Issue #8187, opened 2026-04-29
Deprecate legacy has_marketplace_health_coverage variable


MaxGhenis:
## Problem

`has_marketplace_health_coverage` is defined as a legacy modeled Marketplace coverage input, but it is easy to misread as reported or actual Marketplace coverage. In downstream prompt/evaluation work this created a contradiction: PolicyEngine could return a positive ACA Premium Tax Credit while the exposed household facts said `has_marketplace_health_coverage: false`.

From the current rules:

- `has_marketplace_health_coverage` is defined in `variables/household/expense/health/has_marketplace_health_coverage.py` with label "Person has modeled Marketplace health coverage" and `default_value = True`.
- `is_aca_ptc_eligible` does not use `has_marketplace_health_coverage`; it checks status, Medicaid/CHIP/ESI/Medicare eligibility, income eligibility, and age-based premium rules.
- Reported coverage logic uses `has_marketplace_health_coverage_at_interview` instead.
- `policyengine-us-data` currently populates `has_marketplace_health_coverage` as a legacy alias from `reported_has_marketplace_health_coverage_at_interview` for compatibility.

============

An exact repetition of the material above is required, from its first line through the line holding "- Reported coverage", with nothing added.

Issue #8187, opened 2026-04-29
Deprecate legacy has_marketplace_health_coverage variable


MaxGhenis:
## Problem

`has_marketplace_health_coverage` is defined as a legacy modeled Marketplace coverage input, but it is easy to misread as reported or actual Marketplace coverage. In downstream prompt/evaluation work this created a contradiction: PolicyEngine could return a positive ACA Premium Tax Credit while the exposed household facts said `has_marketplace_health_coverage: false`.

From the current rules:

- `has_marketplace_health_coverage` is defined in `variables/household/expense/health/has_marketplace_health_coverage.py` with label "Person has modeled Marketplace health coverage" and `default_value = True`.
- `is_aca_ptc_eligible` does not use `has_marketplace_health_coverage`; it checks status, Medicaid/CHIP/ESI/Medicare eligibility, income eligibility, and age-based premium rules.
- Reported coverage logic uses `has_marketplace_health_coverage_at_interview` instead.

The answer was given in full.